US 12,346,315 B1
Natural language query processing
Sheng Zhang, New Jersey, NJ (US); Patrick Ng, Great Neck, NY (US); Zhiguo Wang, Syosset, NY (US); Anuj Chauhan, New York, NY (US); Jiarong Jiang, Scarsdale, NY (US); Rishav Chakravarti, White Plains, NY (US); Stephen Michael Ash, Seattle, WA (US); Bing Xiang, Mount Kisco, NY (US); and Gregory David Adams, Seattle, WA (US)
Assigned to Amazon Technologies, Inc., Seattle, WA (US)
Filed by Amazon Technologies, Inc., Seattle, WA (US)
Filed on Mar. 21, 2023, as Appl. No. 18/187,569.
Int. Cl. G06F 16/24 (2019.01); G06F 16/242 (2019.01); G06F 16/2457 (2019.01); G06F 16/248 (2019.01)
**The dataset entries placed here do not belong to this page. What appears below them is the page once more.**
PR #2198, opened 2025-01-31
Workaround for false positive Rawls healthcheck issue (SCP-5916)

jlchang:
## Issue: false positives checking on Rawls health

Starting 2025-01-31, Rawls health from https://api.firecloud.org/status was not "ok". Discussion with #dsp-core-services confirmed that the GoogleGenomics service is irrelevant now. 
Current output from `/status` endpoint:
`{"ok":false,"systems":{"Thurloe":{"ok":true},"Sam":{"ok":true},"Rawls":{"messages":["BillingProfileManager: CloudSQL: (ok: true, message: none), Sam: (ok: true, message: none)","GoogleGenomics: Timed out after 1 minute waiting for a response from GoogleGenomics"],"ok":false},"Agora":{"ok":true},"GoogleBuckets":{"ok":true},"LibraryIndex":{"ok":true},"OntologyIndex":{"ok":true}}}`

## External mitigation - Rawls to remove GoogleGenomics check

#dsp-core-services is removing that check from Rawls but recommend not using the /status endpoint to check for Rawls health but rather to look for `500` errors from actual requests. (see also [SCP-5647](https://broadworkbench.atlassian.net/browse/SCP-5647))

## Short-term mitigation for SCP - this PR
IF it takes a while for the Rawls change to take effect, we can use this PR to bypass rawls health checks until the change from  #dsp-core-services is in production. If the status endpoint has updated (ie. you can access study settings tab in production), this PR is no longer needed.

#### MANUAL TESTING
2. Visit a study where you have edit privileges and confirm the "Settings" tab is active (currently in production, the tab is greyed out and you'll see a tooltip with "Study workspaces are currently unavailable - please try again later".
3. Click on the "+ Create study" link and confirm you're directed to the study creation form.

[SCP-5647]: https://broadworkbench.atlassian.net/browse/SCP-5647?atlOrigin=eyJpIjoiNWRkNTljNzYxNjVmNDY3MDlhMDU5Y2ZhYzA5YTRkZjUiLCJwIjoiZ2l0aHViLWNvbS1KU1cifQ

### DIFF
--- a/app/controllers/site_controller.rb
+++ b/app/controllers/site_controller.rb
@@ -666,7 +666,7 @@ class SiteController < ApplicationController
       if api_status.is_a?(Hash)
         system_status = api_status['systems']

CPC G06F 16/243 (2019.01) [G06F 16/24578 (2019.01); G06F 16/248 (2019.01)] 20 Claims
OG exemplary drawing
 
1. A computer-implemented method comprising:
receiving a natural language query (NLQ);
performing a first lexical query to retrieve metadata for the NLQ from an index of cell values and column names generated from topic metadata and structured datasets;
performing named entity recognition (NER) on the NLQ to determine two or more entities of the NLQ;
performing a second lexical query to retrieve a first set of linkable candidates, the set of linkable candidates identifying one or more columns or cells of one or more datasets likely to be associated with the determined two or more entities;
determining relations between the determined two or more entities of the NLQ, wherein determining relations comprises modifying the NLQ to include:
tokens to delineate at least a proper subset of the determined two or more entities of the NLQ,
entity type information for at least a proper subset of the determined two or more entities of the NLQ, wherein the entity type information includes an entity type value describing a semantic role that an entity is predicted to perform in the NLQ, and
an indication of a semantic relationship between at least two entities of the determined two or more entities;
performing named entity linking (NEL) using the set of linkable candidates and the modified NLQ to identify and rank candidate linkages between each of the determined two or more entities and the set of linkable candidates;
ranking datasets identified by the ranked candidate linkages for the determined two or more entities of the NLQ;
selecting one of multiple intent representations generated for the NLQ according to the ranked candidate linkages and the ranked datasets to be an intent representation for the NLQ according to a score for the intent representation;
causing the intent representation to be used to execute the NLQ; and
returning, via an interface, a result for the execution of the NLQ.